Sitting behind the action of the film is the 1884 Reform Vote, which worked to extend the rights of voting to the common man, not just landowners. Being the Victorian era, the idea of suffrage for women is in its infancy and very much a fringe idea, and according to many, a seditious one. The backbone of the narrative is feminist. Eudoria has taught Enola she can be anyone, yet society and, by extension, her deeply conservative brother Mycroft (in the film played as the least intellectual and talented Holmes sibling) are fiercely against changes that extend power to the working classes and women. Enola is a fish out of water in more ways than one when she reaches London. Having spent her life in the haven of Ferndell Hall, she is ill prepared for the mayhem of the metropolis, and her naiveté about how to negotiate the city is at odds with her inherent cleverness and wit.

Edith drops some truth bombs

Enola’s adventures are thrilling and action-packed. Using her skills as a cryptographer, she divines part of her mother’s plan, which leads her to Limehouse, where she, once again, encounters the assailant trying to kill Tewkesbury. Enola’s skill as a fighter is impressive, and she matches the bowler-hatted man with great alacrity. The scene is a rollicking and fun addition to the mystery narrative and calls back to the original Sherlock Holmes works where his skill as a pugilist and stick fighter often got him out of situations where deductive reasoning wouldn’t cut the mustard. The balance of action and mystery is cleverly wrought by director Harry Bradbeer, who is mostly known for his work on the series Fleabag (2016-19). Like Fleabag, parts of the narrative revolve around the breaking of the fourth wall. Such a technique can be very hit and miss, but in the film, it’s a joyous way for Enola to engage with the audience and fill in story detail with humor and sometimes pathos. The audience is carried along with Enola through her adventures as an almost active participant.

Milly Bobby Brown, Stranger Things (2016 -), is charming as Enola. Her grit and humor both make for an engaging lead. Also, acting as a producer on the piece, the young actor is showing that she can easily transition from drama to comedy as well as allow her characters a rich inner life that is convincing and touching.

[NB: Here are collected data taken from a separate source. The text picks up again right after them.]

PR #771, opened 2024-03-25
fix: horizon supervisor does not consider job level timeouts

m90:
Ticket https://phabricator.wikimedia.org/T342866

It seems that when using Horizon to supervise jobs, job level timeouts are not being considered. Instead only the Horizon config itself will be used. Jobs can still timeout themselves.

Currently, this means that long running jobs like `PollForMediaWikiJobs` will timeout after 60s in production.

As we probably still want job level granularity for setting this value, this PR changes:
- Use a timeout of 1h at Horizon level. This will catch jobs that are left hanging when they really shouldn't be
- Jobs themselves now define a default timeout of 60s (as previously), and jobs that need to run longer need to explicitly declare a `$timeout` property


app/Jobs/PollForMediaWikiJobsJob.php
```diff
@@ -10,7 +10,7 @@
 
 class PollForMediaWikiJobsJob extends Job implements ShouldQueue, ShouldBeUnique
 {
-    public $timeout = 3600;
+    public $timeout = 1800;
```
m90, line 13: Currently this takes something around 3 to 7 minutes in production (depending on current load), so I think it's fine to lower this while we're at it.

deer-wmde (approved):
Looks sensible to me

PR #774, opened 2024-03-27
chore(jobs): default to all clusters in Elasticsearch init job

AndrewKostka:


tarrow (approved):
gotta be deployed in sync with https://github.com/wbstack/mediawiki/pull/437

app/Jobs/CirrusSearch/ElasticSearchIndexInit.php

Meeting Sherlock and Mycroft was not as expected

The rest of the cast is top-notch and carefully expended not to overshadow Millie’s lead. Henry Cavill, Man of Steel (2013), Sam Claflin, Me Before You (2016), and Helena Bonham Carter, Sweeney Todd: The Demon Barber of Fleet Street (2007), are all big names with well-deserved and respected reputations as actors yet are sparingly and cleverly used. Cavill especially could have stolen the piece as Sherlock Holmes, but writer Jack Thorne (adapting from Nancy Springer’s novel) allows him to be a sympathetic foil to Brown’s Enola. Cavill has something to learn as Sherlock, not simply in terms of how to be a better and more accepting brother and son, but also to question his own level of societal privilege, which is brought to life in his exchange with the feminist jujitsu teacher and friend of Eudoria, Edith (Susan Wokoma). Edith points out that his lack of interest in politics is because he doesn’t have to think about changing a world that already suits him in every way. For Edith, Eudoria, and Enola, the road to liberation will be long and treacherous, but the women are written with strength and vigor; thus, the road will also be exciting and rewarding.

The film sets the ground for a series of sequels as Nancy Springer has written several Enola Holmes novels. With such a winning formula, it makes sense for Netflix to commission more adventures of the young detective. If they are as well-wrought as the first, they are on a recipe for success.

Indubitably Sherlock

Enola Holmes is excellent family entertainment that will please both young and old. Although one of the chief mysteries is why Netflix Australia has given the piece an M rating when it so clearly sits at a PG. I would have no hesitation recommending it to people ten years old and above. Indubitably, with Enola Holmes, the game is indeed afoot for a quality adventure and decent mystery; but mostly, the audience will be enchanted by the young detective and her humor and humanity.